Dynamic Maintanance of Low-Stretch Probabilistic Tree Embeddings with Applications

We give the first non-trivial fully dynamic probabilistic tree embedding algorithm for weighted graphs undergoing edge insertions and deletions. We obtain a trade-off between amortized update time and expected stretch against an oblivious adversary. At the two extremes of this trade-off, we can maintain a tree of expected stretch $ O (\log^4 n) $ with update time $ m^{1/2 + o(1)} $ or a tree of expected stretch $ n^{o(1)} $ with update time $ n^{o(1)} $ (for edge weights polynomial in $ n $). A guarantee of the latter type has so far only been known for maintaining tree embeddings with average (instead of expected) stretch [Chechik/Zhang, SODA '20]. Our main result has direct implications to fully dynamic approximate distance oracles and fully dynamic buy-at-bulk network design. For dynamic distance oracles, our result is the first to break the $ O (\sqrt{m}) $ update-time barrier. For buy-at-bulk network design, a problem which also in the static setting heavily relies on probabilistic tree embeddings, we give the first non-trivial dynamic algorithm. As probabilistic tree embeddings are an important tool in static approximation algorithms, further applications of our result in dynamic approximation algorithms are conceivable.

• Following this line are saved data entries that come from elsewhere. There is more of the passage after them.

PR #6212, opened 2025-01-29
Fix loophole in hoisting where an `OpVar`'s uses might not be properly registered for replacement

saipraveenb25:


source/slang/slang-ir-autodiff-primal-hoist.cpp
```diff
@@ -500,6 +514,15 @@ RefPtr<HoistedPrimalsInfo> AutodiffCheckpointPolicyBase::processFunc(
                             callVarWorkList.add(callUser);
                     }
                 }
+
+                // This is a bit of a hack.. ideally we need to add the var to the worklist for
+                // further processing rather than replicating those operations here.
+                //
```
csyonghe, line 520: Why can’t we just do as the comment said?

csyonghe (approved):

source/slang/slang-ir-autodiff-primal-hoist.cpp
saipraveenb25: I believe the body of the loop needs a small rewrite. I can do this in a follow-up PR.

saipraveenb25: Opened an issue to track this cleanup: https://github.com/shader-slang/slang/issues/6214

PR #6213, opened 2025-01-29
Add support for WGSL subgroup operations

### LINKED ISSUE #6208: Support shader subgroup/wave intrinsics for WGSL

fairywreath:
Related to #6208.

Adds support for WGSL subgroup operations. Most map directly to HLSL and GLSL intrinsics, with some exceptions being:
- WGSL's `quadBroadcast` only accepts const ids while HLSL's and GLSL's intrinsics accept non-const. The current HLSL and GLSL functions in Slang cannot target WGSL.

There are some things that still need to be done in a follow-up PR:
- `WaveGetLaneIndex()` and `WaveGetLaneCount()` are not implemented. They are functions in HLSL but are built-in system values in WGSL. A non-trivial implementation of adding built-in values to the generated entry point parameter list is required.
- Some GLSL `subgroup*` arithmetic/bitwise intrinsics also accept bool while WGSL does not allow bool. The current implementation currently allows them.
- We now have multiple IR extension AST types for different targets(and maybe even more in the future), unify them to a single type.
- f16 subgroup operations require the `subgroups_f16` extension and they are not handled cleanly in this PR(although the produced WGSL code is valid), they should be improved to check for the for the float type in Slang meta file.


csyonghe (approved):
Looks good to me. Thank you!

csyonghe (commented):
Would be good if we have some test cases.

source/slang/slang-ir-insts.h
```diff
@@ -422,6 +422,15 @@ struct IRRequireGLSLExtensionDecoration : IRDecoration
     UnownedStringSlice getExtensionName() { return getExtensionNameOperand()->getStringSlice(); }
 };
 
+struct IRRequireWGSLExtensionDecoration : IRDecoration
+{
```
csyonghe, line 426: I feel like we may want something like `RequireTargetExtension(glsl, "...")` instead of having one op code per target. But we don't need to change this in this PR.

csyonghe (dismissed):

fairywreath:
I still have some todos left listed in the PR description, but I'd rather have them completed in follow-up PRs.

csyonghe (dismissed):

csyonghe:
needs a format fix.

csyonghe (approved):

PR #6223, opened 2025-01-30
Support cooperative vector

jkwak-work:
This commit has Slang implementations for supporting cooperative vector.
Vulkan and DX12 tests are disabled for now.


source/slang/slang-ir.cpp
```diff
@@ -4171,6 +4197,18 @@ IRInst* IRBuilder::emitGetNativeString(IRInst* str)
     return emitIntrinsicInst(getNativeStringType(), kIROp_getNativeStr, 1, &str);
 }
 
+IRInst* IRBuilder::emitGetElement(IRType* type, IRInst* arrayLikeType, IRIntegerValue element)
```
csyonghe, line 4200: This shouldn't be needed, we already have `emitElementExtract` and `emitElementAddress`.

source/slang/slang-emit.cpp
```diff
@@ -1016,6 +1017,16 @@ Result linkAndOptimizeIR(
 #endif
     validateIRModuleIfEnabled(codeGenContext, irModule);
 
+    switch (target)
```
csyonghe, line 1020: We need to do a prescan for `IRCoopVecType` in `calcRequiredLoweringPassSet`, and only call the pass if we detected any related insts. This is for performance.

source/slang/core.meta.slang
```diff
@@ -1664,6 +1664,18 @@ struct matrix : IRWArray<vector<T,C>>
     int getCount() { return R; }
 }
 
+__generic<T:__BuiltinArithmeticType, let N:int>
+__magic_type(CoopVectorExpressionType)
+__intrinsic_type($(kIROp_CoopVectorType))
+struct CoopVector : IArray<T>
```
csyonghe, line 1670: Should delete this too.

This PR contains: `struct CoopVector`, `struct CoopVec`, and `struct coopvecNV`. We just need `CoopVec`.

source/slang/slang-ir.cpp
jkwak-work: It doesn't seem like I can simply replace the keyword `emitGetElement` with `emitElementExtract`.

I will address this as a separate PR later.

source/slang/slang-emit.cpp
jkwak-work: I will address this as a separate PR later.

source/slang/slang-ast-type.cpp
```diff
@@ -355,6 +355,29 @@ Type* AtomicType::getElementType()
...
+}
+
+IntVal* CoopVectorExpressionType::getElementCount()
+{
+    return as<IntVal>(_getGenericTypeArg(this, 1));
+}
+
+void CoopVectorExpressionType::_toTextOverride(StringBuilder& out)
+{
+    out << toSlice("CoopVector<") << getElementType() << toSlice(",") << getElementCount()
```
csyonghe, line 372: CoopVec

csyonghe (approved):
Looks good, minor comments.

csyonghe:
Why is this marked as breaking? What is breaking?

jkwak-work:
> Why is this marked as breaking? What is breaking?

If the users were using CoopVector or coopvecNV, it will break.
Do you think it should be non-breaking?

source/slang/slang-ast-type.cpp
jkwak-work: I think this code is for targeting hlsl.

source/slang/hlsl.meta.slang
```diff
@@ -12414,10 +12430,50 @@ __generic<T:__BuiltinArithmeticType, U:__BuiltinArithmeticType>
 __intrinsic_op($(kIROp_IntCast))
 T __int_cast(U val);
 
+__generic<T:__BuiltinArithmeticType, U:__BuiltinArithmeticType>
+__intrinsic_op($(kIROp_FloatCast))
+T __float_cast(U val);
```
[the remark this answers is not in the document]
jkwak-work: I will remove it

csyonghe:
No existing Slang code in the public will contain those, so this is not a breaking change.

source/slang/hlsl.meta.slang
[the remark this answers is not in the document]
jkwak-work: Hmmm. It seems like I cannot simply replace __float_cast with __realCast.
There are two overloadings for `__realCast()`:
 - __BuiltinRealType -> __BuiltinRealType and
 - __BuiltinRealType -> __BuiltinIntegerType

But what we need with `__float_cast()` is:
 - __BuiltinArithmeticType -> __BuiltinArithmeticType

I will rename __float_cast to __real_cast to follow the pattern.

source/slang/slang-ast-type.cpp
csyonghe: No, we shouldn’t need this override. toText here should return the string that represent the type in Slang, not any specific target language. If the user call toText and then use the result to generate Slang code, that Slang code should compile by Slang.

csyonghe: I think we should delete the override here and use what is provided in the base class (DeclRefType).

PR #6224, opened 2025-01-30
Fix ConstantIntVal::toText when the val is a enum.

### LINKED ISSUE #6225: Type::toText should print enum names instead of raw int values.
Given:
```
namespace ns {
enum Test : uint32_t
{
    A = 1,
    B = 2,
}

struct Foo<let T : Test>
{
}
}

ns.Foo<ns.Test.A> first;
```

When printing the type of `first`, we should output `"ns.Foo<ns.Test.A>"` instead of `"ns.Foo<1>"`. This can be an issue if the user is using this reflection info to generate new Slang code, since `ns.Foo<1>` will fail type check.

csyonghe:
Closes #6225.

### DIFF
--- a/source/slang/slang-ast-decl.h
+++ b/source/slang/slang-ast-decl.h
@@ -210,6 +210,8 @@ class EnumCaseDecl : public Decl
 
     // Tag value
     Expr* tagExpr = nullptr;
+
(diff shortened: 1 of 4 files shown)


saipraveenb25 (approved):
Looks good to me!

From a technical perspective, we obtain our main result by first designing a decremental algorithm for probabilistic low-diameter decompositions via a careful combination of Bartal's ball-growing approach [FOCS '96] with the pruning framework of Chechik and Zhang [SODA '20]. We then extend this to a fully dynamic algorithm by enriching a well-known 'decremental to fully dynamic' reduction with a new bootstrapping idea to recursively employ a fully dynamic algorithm instead of a static one in this reduction.